───── DATASET RECORDS

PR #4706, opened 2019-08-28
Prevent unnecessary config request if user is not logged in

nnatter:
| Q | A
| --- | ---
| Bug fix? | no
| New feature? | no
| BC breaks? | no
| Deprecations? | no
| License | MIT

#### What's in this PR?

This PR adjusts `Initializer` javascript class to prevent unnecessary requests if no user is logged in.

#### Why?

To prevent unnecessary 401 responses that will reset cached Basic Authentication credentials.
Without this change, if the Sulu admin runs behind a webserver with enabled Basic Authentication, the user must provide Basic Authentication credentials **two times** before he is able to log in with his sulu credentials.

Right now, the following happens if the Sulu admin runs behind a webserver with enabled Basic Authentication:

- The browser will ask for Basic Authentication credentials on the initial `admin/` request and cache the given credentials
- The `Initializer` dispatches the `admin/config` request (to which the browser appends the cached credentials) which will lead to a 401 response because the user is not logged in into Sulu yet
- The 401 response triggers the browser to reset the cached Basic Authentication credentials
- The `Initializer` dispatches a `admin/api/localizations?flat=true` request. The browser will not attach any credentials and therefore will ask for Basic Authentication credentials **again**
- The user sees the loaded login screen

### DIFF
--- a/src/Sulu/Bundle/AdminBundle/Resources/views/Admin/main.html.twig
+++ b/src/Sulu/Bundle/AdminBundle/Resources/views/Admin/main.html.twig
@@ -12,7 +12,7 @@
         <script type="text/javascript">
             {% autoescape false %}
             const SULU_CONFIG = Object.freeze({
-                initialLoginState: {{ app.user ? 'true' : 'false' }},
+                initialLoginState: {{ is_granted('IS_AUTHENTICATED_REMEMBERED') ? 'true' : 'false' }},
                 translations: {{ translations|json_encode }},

──────────

*PROMPT*:
Output all of the data without altering a single line.

*ANSWER SECTION*:
PR #4706, opened 2019-08-28
Prevent unnecessary config request if user is not logged in

nnatter:
| Q | A
| --- | ---
| Bug fix? | no
| New feature? | no
| BC breaks? | no
| Deprecations? | no
| License | MIT

#### What's in this PR?

This PR adjusts `Initializer` javascript class to prevent unnecessary requests if no user is logged in.

#### Why?

To prevent unnecessary 401 responses that will reset cached Basic Authentication credentials.
Without this change, if the Sulu admin runs behind a webserver with enabled Basic Authentication, the user must provide Basic Authentication credentials **two times** before he is able to log in with his sulu credentials.

Right now, the following happens if the Sulu admin runs behind a webserver with enabled Basic Authentication:

- The browser will ask for Basic Authentication credentials on the initial `admin/` request and cache the given credentials
- The `Initializer` dispatches the `admin/config` request (to which the browser appends the cached credentials) which will lead to a 401 response because the user is not logged in into Sulu yet
- The 401 response triggers the browser to reset the cached Basic Authentication credentials
- The `Initializer` dispatches a `admin/api/localizations?flat=true` request. The browser will not attach any credentials and therefore will ask for Basic Authentication credentials **again**
- The user sees the loaded login screen

### DIFF
--- a/src/Sulu/Bundle/AdminBundle/Resources/views/Admin/main.html.twig
+++ b/src/Sulu/Bundle/AdminBundle/Resources/views/Admin/main.html.twig
@@ -12,7 +12,7 @@
         <script type="text/javascript">
             {% autoescape false %}
             const SULU_CONFIG = Object.freeze({
-                initialLoginState: {{ app.user ? 'true' : 'false' }},
+                initialLoginState: {{ is_granted('IS_AUTHENTICATED_REMEMBERED') ? 'true' : 'false' }},
                 translations: {{ translations|json_encode }},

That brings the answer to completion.